The co-chaperone p23 is a central part of the Hsp90 machinery. It stabilizes the closed conformation of Hsp90, inhibits its ATPase and is important for client maturation. Yet, how this is achieved has remained enigmatic. Here, we show that a tryptophan residue in the proximal region of the tail decelerates the ATPase by allosterically switching the conformation of the catalytic loop in Hsp90. We further show by NMR spectroscopy that the tail interacts with the Hsp90 client binding site via a conserved helix. This helical motif in the p23 tail also binds to the client protein glucocorticoid receptor (GR) in the free and Hsp90-bound form. In vivo experiments confirm the physiological importance of ATPase modulation and the role of the evolutionary conserved helical motif for GR activation in the cellular context.

Fig. 1. p23-mediated inhibition of the Hsp90 ATPase activity depends on F121 and W124.

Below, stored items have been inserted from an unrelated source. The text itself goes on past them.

Issue #163, opened 2024-09-29
ENABLE_ELFDBG is fragile


evelikov:
As highlighted in https://github.com/kmod-project/kmod/pull/148 - it broke at some point. We can enable it as part of `--enable-debug`, via some other means or remove it.

If part of `--enable-debug` we should double-check for perf impact and/or syslog flood, especially since some distros use `--enable-debug`. We could ask distros to drop the switch?

This is a bit of open-ended question...

PR #173, opened 2024-10-03
Fix and rework logging

evelikov:
While looking at the ENABLE_ELFDBG I noticed that the meson build is a little broken wrt logging/debug. The first commit fixes that, while the others rework things to be a bit more sane IMHO.

Since the changes are somewhat opinionated, I left them separate. If we decide to have them, we should all together drop the first commit, since it's effectively undone with latter ones.

Still not 100% on board with the last one `ENABLE_ELFDBG`, but I'm adding it as a food for thought ... It cannot land as-is, hence the XXX.
 
---

Closes: https://github.com/kmod-project/kmod/issues/163 ... maybe

### DIFF
--- a/configure.ac
+++ b/configure.ac
@@ -203,6 +203,8 @@ AC_ARG_ENABLE([logging],
 	[], enable_logging=yes)
 AS_IF([test "x$enable_logging" = "xyes"], [
 	AC_DEFINE(ENABLE_LOGGING, [1], [System logging.])
+], [
+	AC_DEFINE(ENABLE_LOGGING, [0], [System logging.])
 ])
 
 AC_ARG_ENABLE([debug],
--- a/configure.ac
+++ b/configure.ac
@@ -215,6 +215,7 @@ AS_IF([test "x$enable_debug" = "xyes"], [
 ], [
 	AC_DEFINE(ENABLE_DEBUG, [0], [Debug messages.])
 ])
+AC_DEFINE(ENABLE_ELFDBG, [0], [Debug elf parsing messages.])
 
 AC_ARG_ENABLE([coverage],
 	AS_HELP_STRING([--enable-coverage], [enable test coverage @<:@default=disabled@:>@]),
--- a/configure.ac
+++ b/configure.ac
@@ -212,6 +212,8 @@ AC_ARG_ENABLE([debug],
 	[], [enable_debug=no])
 AS_IF([test "x$enable_debug" = "xyes"], [
 	AC_DEFINE(ENABLE_DEBUG, [1], [Debug messages.])
+], [
+	AC_DEFINE(ENABLE_DEBUG, [0], [Debug messages.])
 ])
 
 AC_ARG_ENABLE([coverage],
--- a/libkmod/libkmod-elf.c
+++ b/libkmod/libkmod-elf.c
@@ -56,7 +56,7 @@ struct kmod_elf {
 
 //#define ENABLE_ELFDBG 1
 
-#if defined(ENABLE_LOGGING) && defined(ENABLE_ELFDBG)
+#if (ENABLE_LOGGING == 1) && defined(ENABLE_ELFDBG)
 #define ELFDBG(elf, ...) _elf_dbg(elf, __FILE__, __LINE__, __func__, __VA_ARGS__);
 
 static inline void _elf_dbg(const struct kmod_elf *elf, const char *fname, unsigned line,
--- a/libkmod/libkmod-elf.c
+++ b/libkmod/libkmod-elf.c
@@ -54,10 +54,14 @@ struct kmod_elf {
 	} header;
 };
 
+//#undef ENABLE_ELFDBG
 //#define ENABLE_ELFDBG 1
 
-#if (ENABLE_LOGGING == 1) && defined(ENABLE_ELFDBG)
-#define ELFDBG(elf, ...) _elf_dbg(elf, __FILE__, __LINE__, __func__, __VA_ARGS__);
+#define ELFDBG(elf, ...)                                                          \
+	do {                                                                      \
+		if (ENABLE_LOGGING == 1 && ENABLE_ELFDBG == 1)                    \
+			_elf_dbg(elf, __FILE__, __LINE__, __func__, __VA_ARGS__); \
+	} while (0);
 
 static inline void _elf_dbg(const struct kmod_elf *elf, const char *fname, unsigned line,
 			    const char *func, const char *fmt, ...)
@@ -70,9 +74,6 @@ static inline void _elf_dbg(const struct kmod_elf *elf, const char *fname, unsig
 	vfprintf(stderr, fmt, args);
 	va_end(args);
 }
-#else
-#define ELFDBG(elf, ...)
-#endif
 
 static int elf_identify(const void *memory, uint64_t size)
 {
--- a/libkmod/libkmod-internal.h
+++ b/libkmod/libkmod-internal.h
@@ -10,22 +10,15 @@
 
 #include "libkmod.h"
 
-static _always_inline_ _printf_format_(2, 3) void kmod_log_null(const struct kmod_ctx *ctx,
-								const char *format, ...)
-{
-}
-
-#define kmod_log_cond(ctx, prio, arg...)                                          \
-	do {                                                                      \
-		if (ENABLE_LOGGING == 1 && kmod_get_log_priority(ctx) >= prio)    \
-			kmod_log(ctx, prio, __FILE__, __LINE__, __func__, ##arg); \
+#define kmod_log_cond(ctx, prio, arg...)                                           \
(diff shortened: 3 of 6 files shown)


tools/log.c
```diff
@@ -62,19 +62,10 @@ _printf_format_(6, 0) static void log_kmod(void *data, int priority, const char
 		return;
 
 	if (log_use_syslog) {
-#ifdef ENABLE_DEBUG
 		syslog(priority, "%s: %s:%d %s() %s", prioname, file, line, fn, str);
-#else
-		syslog(priority, "%s: %s", prioname, str);
```
lucasdemarchi, line 68: wat? this doesn't match the commit message. Now everybody is logging the file, line, function name.

lucasdemarchi (commented):
Not sure I agree with where this PR is heading. I will review again another day when I'm not sleepy.

libkmod/libkmod-elf.c
```diff
@@ -54,9 +54,7 @@ struct kmod_elf {
 	} header;
 };
 
-//#define ENABLE_ELFDBG 1
-
-#if defined(ENABLE_LOGGING) && defined(ENABLE_ELFDBG)
+#if ENABLE_DEBUG
```
stoeckmann, line 57: Although I've first mentioned that I would prefer to have it enabled by default, I have understood now that it's a massive performance bottle neck. Having it in elf_get_uint breaks some of the optimizations which compilers could do, turning this into billions of calls on a default Arch Linux installation.

So, ENABLE_ELFDBG should stay special ...

stoeckmann: That still makes it special from my point of view. As long as it isn't activated for any of these distribution builds, I'm fine with it.

lucasdemarchi: > So, ENABLE_ELFDBG should stay special ...

correct - and the last time I enabled it for my own tests was maybe 10 years ago. We don't want all those strings to pollute the stderr. Should not not even the binary.... contrary to the debug messages, that is nice to enable from time to time when debugging e.g. libkmod with another tool.

tools/log.c
lucasdemarchi: Humn... tools that want a more sophisticate log are supposed to override the ctx->log_fn via kmod_set_log_fn().

But yes. If this is only about the priority name, I'm fine with it.

configure.ac
```diff
@@ -198,13 +198,6 @@ AS_IF([test "x$enable_manpages" = "xyes"], [
 	])])
 AM_CONDITIONAL([BUILD_MANPAGES], [test "x$enable_manpages" = "xyes"])
 
-AC_ARG_ENABLE([logging],
```
lucasdemarchi, line 201:
```
If one is to switch it off, then the libkmod log API becomes
non-functional. In addition, the tools' syslog facility also does
nothing...
```

which is fine for embedded use cases relying only on return codes.

libkmod/libkmod-internal.h
```diff
@@ -10,22 +10,14 @@
...
-
 #define kmod_log_cond(ctx, prio, arg...)                                          \
 	do {                                                                      \
-		if (kmod_get_log_priority(ctx) >= prio)                           \
+		if ((ENABLE_DEBUG || (!ENABLE_DEBUG && prio != LOG_DEBUG)) &&     \
+		    kmod_get_log_priority(ctx) >= prio)                           \
 			kmod_log(ctx, prio, __FILE__, __LINE__, __func__, ##arg); \
 	} while (0)
 
-#ifdef ENABLE_DEBUG
```
lucasdemarchi, line 25: only because you mandate logging... which means all the (sometimes very verbose strings) will be present in the binary

lucasdemarchi:
Applied the first patch here.

libkmod/libkmod-elf.c
```diff
@@ -54,10 +54,14 @@ struct kmod_elf {
 	} header;
 };
 
+//#undef ENABLE_ELFDBG
 //#define ENABLE_ELFDBG 1
```
stoeckmann, line 58: One of both is enough as a hint ;)

stoeckmann: Not sure if my edit went through before your answer. Why do we need these lines at all? We have configure options now.

configure.ac
lucasdemarchi: I actually don't think there's any good reason to use the busybox variant. And I'm aware of my very biased view :)

If you look at e.g. yocto and buildroot, they both allow you to select kmod.  Android uses kmod (it used not to in ~2014, when I a talk in an Android conf about that)

If your init of choice is systemd, then it's a requirement. A decade ago I was using systemd on embedded systems... Just found a video from one of my previous bosses.... https://www.youtube.com/watch?v=ERS1OSOTGpg&ab_channel=TheLinuxFoundation - you can find a bunch (more recent ones) if you google "embedded" and "systemd".

stoeckmann: To their defense, kmod 30 is listed as latest release on GitHub. All others afterwards are just tags. ;)

Of course this can't be the reason, but is there anything kmod repository can do about?

lucasdemarchi:
Cool, and we actually get a few kB back.

```
$ $ cat a.build 
#!/bin/bash

n=$(git rev-list --count origin/master..HEAD)

declare -rA variants=(
	["baseline"]=" -Ddebug-messages=true -Dlogging=true "
	["nodebug"]=" -Ddebug-messages=false -Dlogging=true "
	["nodebug-nologgging"]=" -Ddebug-messages=false -Dlogging=false "
)

for k in "${!variants[@]}"; do
	v="${variants[$k]}"

	meson setup $v build-$n-$k
	ninja -C build-$n-$k
done

$ git rebase -i -x ./a.build origin/master
... # also add ./a.build as the first line to have a comparison
$ size build-*-*/libkmod.so.2.5.0
   text	   data	    bss	    dec	    hex	filename
 111614	   1880	      8	 113502	  1bb5e	build-0-baseline/libkmod.so.2.5.0
 107700	   1880	      8	 109588	  1ac14	build-0-nodebug/libkmod.so.2.5.0
 102286	   1872	      8	 104166	  196e6	build-0-nodebug-nologgging/libkmod.so.2.5.0
 111614	   1880	      8	 113502	  1bb5e	build-1-baseline/libkmod.so.2.5.0
 108034	   1880	      8	 109922	  1ad62	build-1-nodebug/libkmod.so.2.5.0
 102620	   1872	      8	 104500	  19834	build-1-nodebug-nologgging/libkmod.so.2.5.0
 111614	   1880	      8	 113502	  1bb5e	build-2-baseline/libkmod.so.2.5.0
 108034	   1880	      8	 109922	  1ad62	build-2-nodebug/libkmod.so.2.5.0
  97992	   1872	      8	  99872	  18620	build-2-nodebug-nologgging/libkmod.so.2.5.0
 111614	   1880	      8	 113502	  1bb5e	build-3-baseline/libkmod.so.2.5.0
 105459	   1880	      8	 107347	  1a353	build-3-nodebug/libkmod.so.2.5.0
  95315	   1864	      8	  97187	  17ba3	build-3-nodebug-nologgging/libkmod.so.2.5.0
 111614	   1880	      8	 113502	  1bb5e	build-4-baseline/libkmod.so.2.5.0
 105459	   1880	      8	 107347	  1a353	build-4-nodebug/libkmod.so.2.5.0
  95315	   1864	      8	  97187	  17ba3	build-4-nodebug-nologgging/libkmod.so.2.5.0


$ $ size build-*-*/kmod
   text	   data	    bss	    dec	    hex	filename
 192398	   5416	    168	 197982	  3055e	build-0-baseline/kmod
 188435	   5416	    168	 194019	  2f5e3	build-0-nodebug/kmod
 183350	   5416	    168	 188934	  2e206	build-0-nodebug-nologgging/kmod
 192398	   5416	    168	 197982	  3055e	build-1-baseline/kmod
 188769	   5416	    168	 194353	  2f731	build-1-nodebug/kmod
 183684	   5416	    168	 189268	  2e354	build-1-nodebug-nologgging/kmod
 192398	   5416	    168	 197982	  3055e	build-2-baseline/kmod
 188769	   5416	    168	 194353	  2f731	build-2-nodebug/kmod
 179225	   5416	    168	 184809	  2d1e9	build-2-nodebug-nologgging/kmod
 192398	   5416	    168	 197982	  3055e	build-3-baseline/kmod
 186226	   5416	    168	 191810	  2ed42	build-3-nodebug/kmod
 176591	   5416	    168	 182175	  2c79f	build-3-nodebug-nologgging/kmod
 192398	   5416	    168	 197982	  3055e	build-4-baseline/kmod
 186226	   5416	    168	 191810	  2ed42	build-4-nodebug/kmod
 176591	   5416	    168	 182175	  2c79f	build-4-nodebug-nologgging/kmod
```

with most of the reduction coming from the first patch.

lucasdemarchi:
Applied, thanks.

a The crystal structure of yeast p23 (Sba1) bound to yeast Hsp90 (Hsp82) is shown (PDB: 2CG9). The p23 CS domain is depicted in gray, the part of the p23 tail that was resolved in the crystal structure is shown in red. b The schematic domain architecture of p23 and the truncation mutants used in this study are shown. A close-up view of the p23 molecule is shown at the bottom (PDB: 2CG9). ED = negatively charged stretch; GM/A = GM/A-rich region; QL = QL-rich region; ED = second negatively charged stretch. c–f All subfigures show ATPase assays in the presence of WT or mutant yeast p23 (Sba1). The ATPase activity of yeast Hsp90 (Hsp82) was determined in the presence of rising p23 concentrations. WT (black) is shown as a reference in all figures. c, d Effects of the deletion mutants p23^Δ17, p23^Δ40, p23^Δ69 and p23^Δ94 on the ATPase activity of Hsp90. Note that the same data set was used for p23^WT and p23^Δ94 in (c) and (d) as a reference. e Top: the p23 domain architecture is shown and the F¹²¹DKW¹²⁴VD motif is highlighted. Bottom: crystal structure of p23 (gray cartoon) bound to the Hsp90 dimer (green surface) (PDB: 2CG9). The p23 CS domain is shown in gray, the tail region (up to aa 135) is depicted in red and the F121 and W124 residues are shown in blue. f Effect of the point mutants p23^F121A, p23^W124A and the double mutant p23^F121A/W124A on the inhibition of the Hsp90 ATPase. Note that the WT data from (c) and (d) were plotted as a reference. Bars and errors represent means ± SD of triplicate measurements.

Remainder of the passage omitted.